# What makes imaginary parts show up?

If I define a function using

alpha[y_, d_] := 2 ArcCos[1 - (2 y)/d]


Then if $y$ and $d$ are equal, the result is $2\pi$ :

alpha[x, x]


and

alpha[4, 4]


are both evaluated as

$2 \pi$

But when I use this in a table with:

Table[alpha[y1, d1], {d1, 0.1, 5, 0.1}, {y1, 0, d1, 0.1}]

Some imaginary parts (although very small) for example $6.28319 - 5.96046*10^-8 i$ appear. Am I doing something wrong? It seems like something basic that I am doing wrong because of not understanding a concept in MMA.

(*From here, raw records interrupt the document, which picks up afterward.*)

PR #1275, opened 2019-04-11
[WIP] Correct status code on upserts

### LINKED ISSUE #1070: Respond with HTTP 200 instead of 201 when no rows inserted

Qu4tro:
As discussed in #1270 . Quoting my description of the changes made:

> Changed return code to 200 and both tests to expect 200 as discussed. A few others tests started to fail as a result, which I changed them as well. These fall under two fields: 
> `return=minimal` - When using return=minimal, the query  that it is built is hardcoded with a zero. I'm guessing that's for  performance reasons and I don't think that's bad, since it's explicit. 
`resolution=ignore-duplicates` when no row is actually inserted.

@steve-chavez , also quoting your description of an additional step that will also fix #1070 :
> I think `return=minimal` responding with 200 is not accurate when a resource is created, it should be `201`. We could make it work by having the same query for this [two](https://github.com/PostgREST/postgrest/blob/master/src/PostgREST/QueryBuilder.hs#L111-L117) and returning [xmax](https://www.postgresql.org/docs/11/ddl-system-columns.html) in this [line](https://github.com/PostgREST/postgrest/blob/master/src/PostgREST/DbRequestBuilder.hs#L342).

### DIFF
--- a/src/PostgREST/App.hs
+++ b/src/PostgREST/App.hs
@@ -167,7 +167,7 @@ app dbStructure proc cols conf apiRequest =
 
                 (CTSingularJSON, _, Full) ->
                   do HT.condemn
-                     return $ singularityError (toInteger queryTotal)
+                     return . errorResponseFor . singularityError $ toInteger queryTotal
 
                 (_, 0, _) ->
                   successResponse
--- a/src/PostgREST/App.hs
+++ b/src/PostgREST/App.hs
@@ -154,16 +154,24 @@ app dbStructure proc cols conf apiRequest =
                         then Nothing
                         else (\x -> ("Preference-Applied", show x)) <$> iPreferResolution apiRequest
                     ]
-              if contentType == CTSingularJSON
-                 && queryTotal /= 1
-                 && iPreferRepresentation apiRequest == Full
-                then do
-                  HT.condemn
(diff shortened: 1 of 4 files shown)


steve-chavez:
Code here is outdated by now. Closing.. original issue still open.

PR #1280, opened 2019-04-20
Add config option for pool timeout

### LINKED ISSUE #1278: Allow for specifying the connection pool timeout value
### Environment

* PostgREST version: 5.2

### Description of issue

Currently the ttl value of a pooled connection is hard coded to 10 seconds:

https://github.com/PostgREST/postgrest/blob/0d6d112b38e7b51f31c5ba9cf25ad344cf801c96/main/Main.hs#L167

It would be great if this could be set by an environment variable.

Qu4tro:
Resolves #1278 

Added to config, key `db-pool-timeout` that accepts float/int.

### DIFF
--- a/src/PostgREST/Config.hs
+++ b/src/PostgREST/Config.hs
@@ -35,6 +35,7 @@ import qualified Data.Configurator.Parser     as C
 import           Data.Configurator.Types      as C
 import           Data.List                    (lookup)
 import           Data.Monoid
+-- import           Data.Time.Clock.UTC          (NominalDiffTime)
 import           Data.Scientific              (floatingOrInteger)
 import           Data.String                  (String)
 import           Data.Text                    (dropWhileEnd, dropEnd,
@@ -73,7 +74,7 @@ data AppConfig = AppConfig {
   , configJwtAudience       :: Maybe StringOrURI
 
   , configPool              :: Int
-  , configPoolTimeout       :: Int
+  , configPoolTimeout       :: Float
   , configMaxRows           :: Maybe Integer
   , configReqCheck          :: Maybe Text
   , configQuiet             :: Bool
@@ -137,7 +138,7 @@ readOptions = do
           <*> (fromMaybe False . join . fmap coerceBool <$> C.key "secret-is-base64")
           <*> parseJwtAudience "jwt-aud"
           <*> (fromMaybe 10 . join . fmap coerceInt <$> C.key "db-pool")
-          <*> (fromMaybe 10 . join . fmap coerceInt <$> C.key "db-pool-timeout")
+          <*> (fromMaybe 10.0 . join . fmap coerceFloat <$> C.key "db-pool-timeout")
           <*> (join . fmap coerceInt <$> C.key "max-rows")
           <*> (mfilter (/= "") <$> C.key "pre-request")
           <*> pure False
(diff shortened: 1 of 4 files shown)


ruslantalpa:
What’s the usefullness for supporting float? (Without it you do net need an aditional coerce function)

Qu4tro:
Not exactly sure. It has definitely never been a use-case of mine.

I've added the second commit (support float vs int), because the underlying Wai function receives a `NominalDiffTime` which is a fractional number and not just an integer.

This is also indicated by the `Settings` on [Hasql.Pool](https://hackage.haskell.org/package/hasql-pool-0.5/docs/Hasql-Pool.html#t:Settings):
> Timeout. An amount of time for which an unused resource is kept open. The smallest acceptable value is 0.5 seconds.

steve-chavez:
Tried the `int` version and though it compiled just fine, it failed at runtime with:
```
postgrest: Data.Pool.pool : invalid idle time 0.00000000001s
CallStack (from HasCallStack):
  error, called at ./Data/Pool.hs:393:5 in resource-pool-0.2.3.2-GmoeVeJ8L5Y51jMJ5dPk3U:Data.Pool
```

So supporting `float` seems correct.

Now, I've tried setting a `db-pool-timeout = 100` and `db-pool-timeout = 100.0` and the connection seems to always timeout at `10` seconds, so maybe the `coerceFloat` is always resulting in `Nothing`.

To test this use a query like:
```sql
select * from pg_stat_activity where usename = 'postgrest_test_authenticator';
```
It should keep showing a row for more than `10` seconds.

Qu4tro:
Sorry, could you detail the testing? I'm not exactly sure on how to.

I think you're right, about the `Nothing`. I made a small fix on a hunch.

Qu4tro:
I've also an added an additional `coerceNum` func. This generalizes the other two and as such they can be made simpler.

steve-chavez:
Now it works! 

Regarding the testing, I just manually started pgrst with different timeouts and then ran the query above. We could have a bash test for this, but I think we would be testing hasql pool. So it's fine to manual test.

src/PostgREST/Config.hs
```diff
@@ -73,6 +74,7 @@ data AppConfig = AppConfig {
   , configJwtAudience       :: Maybe StringOrURI
 
   , configPool              :: Int
+  , configPoolTimeout       :: Float
```
steve-chavez: Hmm. I don't think the users would need a timeout like `11.7` seconds.
And when I try a float(`30.5`), the timeout always gets the default `10` seconds.

Converting this into `Int` would be better.

Qu4tro: Hm, kind of curious to know where things aren't going as expected.

But, I won't push further. As I've mentioned above, I had added float support merely for that piece in hasql docs. 
I've added a commit to use `Int` instead.

Qu4tro:
I understand this test is not trivial to automate. I'm still wrapping my head around io-tests and memory-tests. I guess this can be added in a later PR.

steve-chavez:
@Qu4tro Add an entry to the [CHANGELOG](https://github.com/PostgREST/postgrest/blob/master/CHANGELOG.md) and I'll merge!

Also, please add an entry for the previous https://github.com/PostgREST/postgrest/pull/1272.

Qu4tro:
@steve-chavez Added changelog.

Thanks for the feedback here.

steve-chavez:
@Qu4tro Thank YOU for helping us! :smiley:

PR #1282, opened 2019-04-21
Small refactor around error responses and more tests

### LINKED ISSUE #880: Some errors are overwriting the details field
Did they mean to have a hint property in these rather than duplicate details?

https://github.com/begriffs/postgrest/blob/master/src/PostgREST/Error.hs#L115-L133

### LINKED ISSUE #1285: Reread configuration or crash on DB connection failure
### Environment

* PostgreSQL version: Not relevant
* PostgREST version: 5.2.0
* Operating system: Not relevant

### Description of issue

Some operations team will rotate passwords on a schedule, with affected infrastructure detecting those changes by being disconnected and having to reconnect with the updated password (fetched from a central secure storage).

PostgREST will try to reconnect using the wrong password forever without either rereading the configuration or crashing. If PostgREST would crash, a `systemd` unit could refetch configuration from a central system whenever it gets started up which would allow for a password change to be discovered.

If PostgREST were to reload the configuration file on failure, another mechanism could update the configuration file on password change.

Expected behaviour would be for either PostgREST to crash on incorrect password (or have that be a configurable option) or reread the configuration.

Qu4tro:
Hey there.

This is a PR to clean out a bit the error responses code and improve coverage for it. I've tried to keep it from noticeable run-time changes.

Changes from this PR:
- Created typeclass `PostgRestError`, which is used for all error responses. It also requires the error to be an instance of `toJSON` to render the body. This was already the case for the pgerrors and apiRequestError.

- Moved `ApiRequestError` from `Types.hs` to `Error.hs`.
- Created instance of `PostgRestError` for `ApiRequestError`.

- Created `PgError` datatype. It bundles the hasql error and the `authed` var.
- Created instance of `PostgRestError` for `PgError`.
- Created instance of `toJSON` for `PgError`. This only calls `toJSON` on the hasql error, using the already implemented instances to render the final error.
- Fix #880 and fix #1285. 

- Create `SimpleError` datatype. Aggregated all responses that used `simpleError` function into this + singularityError.
- Created instance of `PostgRestError` for `SimpleError`.
- Created instance of `toJSON` for `SimpleError`.

- Hardcode several tests.
- Created a few more tests.

- Some alignment.

There are some things I think this could be improved further, but I think this is the gist of this PR and wanted some feedback as well:

- Test cases for #880. I'm not sure on how to reproduce the `RowError`s from hasql.
- SimpleError. Currently, it's a `misc` error datatype. Maybe we could extract the errors inside, into smaller, more specific error types.

### DIFF
--- a/main/Main.hs
+++ b/main/Main.hs
@@ -75,7 +75,7 @@ connectionWorker mainTid pool schema refDbStructure refIsWorkerOn = do
       putStrLn ("Attempting to connect to the database..." :: Text)
       connected <- connectionStatus pool
       case connected of
-        FatalError reason         -> hPutStrLn stderr reason 
+        ServerFatalError reason         -> hPutStrLn stderr reason 
                                       >> killThread mainTid  -- Fatal error when connecting
         NotConnected              -> return ()               -- Unreachable
         Connected actualPgVersion -> do                      -- Procede with initialization
@@ -114,12 +114,12 @@ connectionStatus pool =
           let err = PgError False e
           hPutStrLn stderr . toS $ errorPayload err
           case checkIsFatal err of
-            (Just reason) -> return $ FatalError reason
+            (Just reason) -> return $ ServerFatalError reason
             Nothing       -> return NotConnected
 
         Right version ->
           if version < minimumPgVersion
-             then return . FatalError $ "Cannot run in this PostgreSQL version, PostgREST needs at least " <> pgvName minimumPgVersion
+             then return . ServerFatalError $ "Cannot run in this PostgreSQL version, PostgREST needs at least " <> pgvName minimumPgVersion
              else return . Connected  $ version
 
     shouldRetry :: RetryStatus -> ConnectionStatus -> IO Bool
--- a/main/Main.hs
+++ b/main/Main.hs
@@ -7,9 +7,9 @@ import           PostgREST.App              (postgrest)
 import           PostgREST.Config           (AppConfig (..), configPoolTimeout',
                                              prettyVersion, readOptions)
 import           PostgREST.DbStructure      (getDbStructure, getPgVersion)
-import           PostgREST.Error            (errorPayload, isFatal, PgError(PgError))
+import           PostgREST.Error            (errorPayload, checkIsFatal, PgError(PgError))
 import           PostgREST.OpenAPI          (isMalformedProxyUri)
-import           PostgREST.Types            (DbStructure, Schema, PgVersion(..), minimumPgVersion)
+import           PostgREST.Types            (DbStructure, Schema, PgVersion(..), minimumPgVersion, ConnectionStatus(..))
 import           Protolude                  hiding (hPutStrLn, replace)
 
 
@@ -28,7 +28,6 @@ import           Data.Text.Encoding         (decodeUtf8, encodeUtf8)
 import           Data.Text.IO               (hPutStrLn, readFile)
 import           Data.Time.Clock            (getCurrentTime)
 import qualified Hasql.Pool                 as P
-import qualified Hasql.Session              as H
 import qualified Hasql.Transaction.Sessions as HT
 import           Network.Wai.Handler.Warp   (defaultSettings,
                                              runSettings, setHost,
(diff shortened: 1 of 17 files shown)


Qu4tro:
Added commit that resolves #1285

main/Main.hs
```diff
@@ -74,25 +73,23 @@ connectionWorker mainTid pool schema refDbStructure refIsWorkerOn = do
...
+        NotConnected                -> return ()               -- Unreachable
+        Connected actualPgVersion   -> do                      -- Procede with initialization
+          result <- P.use pool $ do
+            dbStructure <- HT.transaction HT.ReadCommitted HT.Read $ getDbStructure schema actualPgVersion
+            liftIO $ atomicWriteIORef refDbStructure $ Just dbStructure
+          case result of
+            Left e -> do
+              putStrLn ("Failed to query the database. Retrying." :: Text)
+              hPutStrLn stderr . toS . errorPayload $ PgError False e
+
```
steve-chavez: There was a `work` in this line in the previous version. Better leave it to retry just in case.

src/PostgREST/Error.hs
```diff
@@ -127,69 +108,151 @@ instance JSON.ToJSON H.QueryError where
...
+        'P':'T':n -> fromMaybe HT.status500 (HT.mkStatus <$> readMaybe n <*> pure m)
+        _         -> HT.status400
+
+    _                       -> HT.status500
+
+checkIsFatal :: PgError -> Maybe Text
+checkIsFatal (PgError _ (P.ConnectionError e))
+  | isAuthFailureMessage = Just "Password authentication failed"
+  | otherwise = Nothing
+  where isAuthFailureMessage = "FATAL:  password authentication failed" `isPrefixOf` toS (fromMaybe "" e)
```
steve-chavez: Instead of parsing the error response from PostgreSQL, could the error code somehow be obtained?

It should be `28P01` according to https://www.postgresql.org/docs/current/errcodes-appendix.html.

src/PostgREST/Error.hs
```diff
@@ -127,69 +108,151 @@ instance JSON.ToJSON H.QueryError where
...
+        "42P01"   -> HT.status404 -- undefined table
+        "42501"   -> if authed then HT.status403 else HT.status401 -- insufficient privilege
+        'P':'T':n -> fromMaybe HT.status500 (HT.mkStatus <$> readMaybe n <*> pure m)
+        _         -> HT.status400
+
+    _                       -> HT.status500
+
+checkIsFatal :: PgError -> Maybe Text
+checkIsFatal (PgError _ (P.ConnectionError e))
+  | isAuthFailureMessage = Just "Password authentication failed"
```
steve-chavez: It'd be better to leave the original pg error, could have more details.

src/PostgREST/Types.hs
```diff
@@ -413,3 +405,11 @@ sourceCTEName = "pg_source"
 type JSPath = [JSPathExp]
 -- | jspath expression, e.g. .property, .property[0] or ."property-dash"
 data JSPathExp = JSPKey Text | JSPIdx Int deriving (Eq, Show)
+
+
+
+-- | Current database connection status data ConnectionStatus
```
steve-chavez: Missed `data ConnectionStatus =` line.

src/PostgREST/Error.hs
```diff
@@ -29,73 +27,41 @@ import           Network.Wai               (Response, responseLBS)
...
- "response.headers guc must be a JSON array composed of objects with a single key and a string value"
-
-connectionLostError :: Response
-connectionLostError =
-  simpleError HT.status503 [] "Database connection lost, retrying the connection."
-
-encodeError :: JSON.ToJSON a => a -> LByteString
-encodeError = JSON.encode
+
+class (JSON.ToJSON a) => PostgRestError a where
```
steve-chavez: `PostgRestError` could be shortened to `PgrstError`. We use `pgrst` as a shortand for PostgREST in some places.

steve-chavez:
@Qu4tro Good idea centralizing the error messages in `Error.hs` and adding more details to the test suite.

See my comments and make sure to leave the test suite green so I can give it a second review.

steve-chavez:
@Qu4tro I was thinking to merge this PR before your other ones since it contains a big change.

Hope you can find some time soon to finish this one. Let me know if I can help in any way.

Qu4tro:
Hello there. I was offline for pretty much all of last week. I'm trying to catch up with everything now. I'll try to pick it up between today and tomorrow.

src/PostgREST/Error.hs
Qu4tro: I think we can't do it with the current interface of `Hasql.Pool` `use`. I think we would have to go a bit over hasql internals for this.

`use` returns an Either (as usual, left error, right data). The error given is an `UsageError`, which is itself a union type that encapsulates either `ConnectionError` or `QueryError`. 

There's also a bit of type rabbit-hole on `QueryError`, where eventually error codes may live, but the point is that bad password is a `ConnectionError`, which is simply defined as `type ConnectionError = Maybe ByteString`. The string doesn't contain any code.

Example with `stack ghci`:
```haskell
> import qualified Hasql.Pool as P
> P.acquire (1, 10, "postgres://goodUser:badPasswor@goodHost:goodPort/goodDbName") >>= (\pool -> P.use pool getPgVersion)

< Left (ConnectionError (Just "FATAL:  password authentication failed for user \"goodUser\"\nFATAL:  no pg_hba.conf entry for host \"goodHost\", user \"goodUser\", database \"goodDbName\", SSL off\n"))
```

steve-chavez: @Qu4tro True. I've just noticed that. Parsing the error should be good for now.

steve-chavez: Just opened an issue for exposing the error code in `ConnectionError`: https://github.com/nikita-volkov/hasql/issues/112.

Qu4tro:
Okay, I think all issues with this one are fixed. Let me know if there was something else that needs changing.

##### Not incredibly related to PR
One good thing, we might add, is the setup necessary for automatic styling. I'm thinking a small pre-commit config and CircleCI check.
Consistent styling across commits would help with the reading of some bigger diffs and `.stylish-haskell.yaml` already exists. TBH I don't if it needs tweaking either, but I'm fairly sure that's what my autoformatter is picking up on.

steve-chavez:
@Qu4tro LGTM. Add an entry to the CHANGELOG for #1285 and I'll merge.

It'd be nice to have a bash test for the db retrying, doing `systemctl stop/start postgresql` and checking it reconnects. But there wasn't a previous test for this so we can leave it for another PR(this one is getting a bit long).

Regarding stylish haskell, I have used it sometimes(manually), automating that would be great.

Qu4tro:
Added entry to changelog.

PR #1284, opened 2019-04-26
Fix reference to deprecated SIGHUP call

dsernst:
This updates the [`CONTRIBUTING.md`](https://github.com/PostgREST/postgrest/blob/e2bd91623777b2ade2ddd78f48fa7cc115556533/.github/CONTRIBUTING.md) instructions about sending a `SIGHUP` call (deprecated) to `SIGUSR1`, and links to relevant docs: http://postgrest.org/en/v5.2/admin.html#schema-reloading

Per the docs:

> As of PostgREST v5.1 reloading with SIGHUP is deprecated, it’s still supported but will be removed in v6.0. SIGUSR1 should be used instead.

See [5.1.0 CHANGELOG](https://github.com/PostgREST/postgrest/blob/d32f373e1ee95ba68141a3f3a48ab8c94ea2453a/CHANGELOG.md#deprecated) or https://github.com/PostgREST/postgrest/issues/724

• Prolly just your machine's floating point arithmetic. On my box, I'm not getting tiny imaginary parts at all (10.4 on Xubuntu Trusty). Note that the evaluation of arccosine is ill-conditioned near $\pm 1$, so tiny perturbations in the argument can cause not very small perturbations in the output. Apr 12, 2016 at 17:06
• Basically since your numbers in Table are approximate your problem appears to be trivial. Nevertheless if there is a certain problem at all, it was raised in his question How to eliminate the zero real part of a purely imaginary number?. The issue is version dependent. Apr 12, 2016 at 17:09
• @J.M. I'm using 10.3 on Windows 8. Good point about the ill-conditioned behavior. Apr 12, 2016 at 17:13
• It's not Table[] that's doing the approximation; it's your use of 0.1in the iterator. Try replacing all those with 1/10, and apply N[] afterwards. Apr 12, 2016 at 17:19
• In general, inexact numbers "contaminate" every calculation in which they are introduced; the result's precision will be the same as that of the least precise number. In your case, the machine precision 0.1 resulted in everything being done in machine precision. Apr 12, 2016 at 18:05

Many thanks to @J.M. and @Artes I found out that the iterator 0.1 in the Table function was making this artifact, which is also version dependent.
 Table[N[alpha[y1, d1]], {d1, 1/10, 5, 1/10}, {y1, 0, d1, 1/10}]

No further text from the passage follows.